Foreigners

Our Ticket Out of Afghanistan

The Afghan National Army is a powerful force for upward ability and national stability.

Afghan army soldiers

President Obama wants to send 30,000 American soldiers; the Germans have promised more money; the Poles have just taken charge of a province; even the Dutch are thinking of keeping some men on the ground. This is all very well, as long as everyone realizes that the long-term solution to Afghanistan’s security doesn’t lie in soldiers sent by Washington or Berlin but in the ones who can already be found on a square of dusty desert a half-hour’s drive from Kabul.

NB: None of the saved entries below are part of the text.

PR #4822, opened 2021-09-01
feat(api): Syslumenn API Auctions

siggifv:
## What

Adding a method to Syslumenn API client to fetch auctions.

## Why

This new method will be utilised in the Syslumenn Auctions view in the Web to fetch Auctions directly from Syslumenn instead of from Contentful, coming up in a separate PR for the Web project.

The term `getAuctions` is already used by the Contentful Auctions service; therefor I've named this new method `getSyslumennAuctions`, to avoid conflicts in the GraphQL schema. 

## Checklist:


libs/api/domains/syslumenn/src/lib/syslumenn.resolver.ts
```diff
@@ -16,4 +17,11 @@ export class SyslumennResolver {
   getHomestays(@Args('input') input: GetHomestaysInput): Promise<Homestay[]> {
     return this.syslumennService.getHomestays(input.year)
   }
+
+  // Note: We need to be careful when caching the Auction data, as it's prone to changes only minutes before the auction takes place.
+  // TODO: Check if the CACHE_TIME in production. If it's only a few seconds, we should consider caching the data.
```
siggifv, line 22: Raising this TODO in a thread.

As stated in the code comment/todo, we need to be careful when caching the Auction data, as it's prone to changes only minutes before the auction takes place.

We need to find out what value `CACHE_TIME` is set to in production and after that assess how we'll handle caching of Auction data.

siggifv: We've decided not to add cache to this method, at least for now. cc. @Ingimarsson

Ingimarsson (approved):
LGTM

PR #4829, opened 2021-09-02
fix(island-ui): fix random issues with style order

eirikurn:
## What

Tweak ordering of island-ui imports to reduce chances of style order issues.

## Why

The financial-aid team reported issues where button styles were being overridden by (box) reset styles. It turns out that mini-css-extract-plugin does not guarantee order of css, and there is some strange re-ordering behaviour with next, nx and our styles. 

Long story short, it helped in this case to order the imports of island-ui correctly. Hopefully this won't be a recurring issue.

## Screenshots / Gifs

Before:

image

After:

image

## How I got there

* Reproduced issue on my machine.
* Found the mis-ordered reset style in reset.treat.ts, used by Box. The issue was not in globalReset as thought.
* Try logging out order of button.treat.ts and reset.treat.ts. Reset treat files are correctly compiled before Button, but still show up after Button styles in the CSS file.
* Try to reproduce in Osk. Osk works, but stops working if I only use Button. Some imported component seems to “fix” the button.
* Narrow down all imports until I arrive at ActionCard which “fixes” Button.
* ActionCard also imports Box but ActionCard is imported before Button in island-ui index.ts.
* Moving Box import above Button import fixed the issue.
* Thesis: Treat files are correctly compiled depth first (in dependency order, Box before Button), but appended to the CSS incorrectly breadth-first (Button before Box).
* Dug into the treat-webpack-plugin but did not find the issue there.
* Dug into mini-css-extract-plugin and see that it sorts css based on webpack module index, where reset.css has a higher index than button.css.
* Try to reproduce in a clean next project, but the issue does not occur there. Module indexes are "correct".
* Try the working setup in island.is monorepo, figure out that having the exact same files inside the Next folder and in the Island-UI folder changes (breaks) the module indices.
* Was also able to reproduce this with normal CSS modules, so Treat is not a suspect anymore.
* End thesis: Something something NextJS something monorepo, something webpack something.
* Current workaround: Make sure to import Box before Button in island-ui.

## Checklist:


oddsson (approved):

darrikonn (approved):
Nice debugging!

darrikonn:
Btw. shouldn't reset.treat only be globalStyles and thus wouldn't affect class stylings due to its precedence?

eirikurn:
Yeah, that's a good point. Reset could be globalStyles with lower precedence.

Other useBoxStyles may still conflict in rarer cases, but then that's a misuse of the Box component. I.e. you should configure layout styles with Box props only, but it's possible to add other styles on top.

PR #4841, opened 2021-09-02
fix(financial-aid):  Fixing application filters count

MargretFinnboga:
# Application filters count

https://app.asana.com/0/1200826552987384/1200590454737658

## What

Fixed when reducing  the arrays and adding the numbers together check
Moved the fadeout line, so if the history doesn't appear the line doesn't stand alone
Moved Timeline on status page, to main page so it always is shown and made less margin between sections

## Why

Want to have right numbers and design choices added

## Checklist:


apps/financial-aid/web-veita/src/components/History/History.tsx
```diff
@@ -40,12 +40,12 @@ const History = ({ className }: Props) => {
...
-        Saga umsóknar
-      </Text>
-
-      {data?.applicationEvents && (
+      {data?.applicationEvents && data?.applicationEvents.length > 0 && (
         <>
+          <Text as="h2" variant="h3" color="dark300" marginBottom={3}>
+            Saga umsóknar
+          </Text>
+
```
Rikkiabb, line 48: You can skip the null check on line 49

Rikkiabb (approved):
🗄️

This is the home of the Kabul Military Training Center, and it doesn’t look like much from outside. When I visited last autumn, I saw simple barracks, a shooting range, and some classrooms where a few students were learning to use computers. One of the students—he’d learned excellent English during his family’s 10-year exile in Iran—told me he wanted to continue his studies in the United States. (He was studying a vocabulary list: “confidentroutinesomedayaccomplish.”) He was an exception: Most recruits are semiliterate, if they’re literate at all. Many have never slept on anything but a dirt floor before they arrive at the training camp or under a roof made of anything but adobe and straw.

But that, in a way, is an advantage. If nothing else, the Afghan army is already a powerful force for upward mobility and, ultimately, stability—which Western mentors on the ground already know, though politicians back home seem not yet to have noticed. Currently, the Afghan National Army consists of 80,000-plus soldiers. At any given moment, it houses about 5,000 recruits in the training center undergoing 10-to-16-week courses. Recent innovations—an on-site bank that helps soldiers send money home, a soccer field—have brought the once-astronomical number of deserters to a trickle. The coalition forces eventually want the army to number 130,000. They should be thinking even bigger: These men—not Americans, NATO troops, or former warlords—represent the future security of Afghanistan. “Success,” in Afghanistan, more so than in Iraq, largely depends on how fast and how well we can train them.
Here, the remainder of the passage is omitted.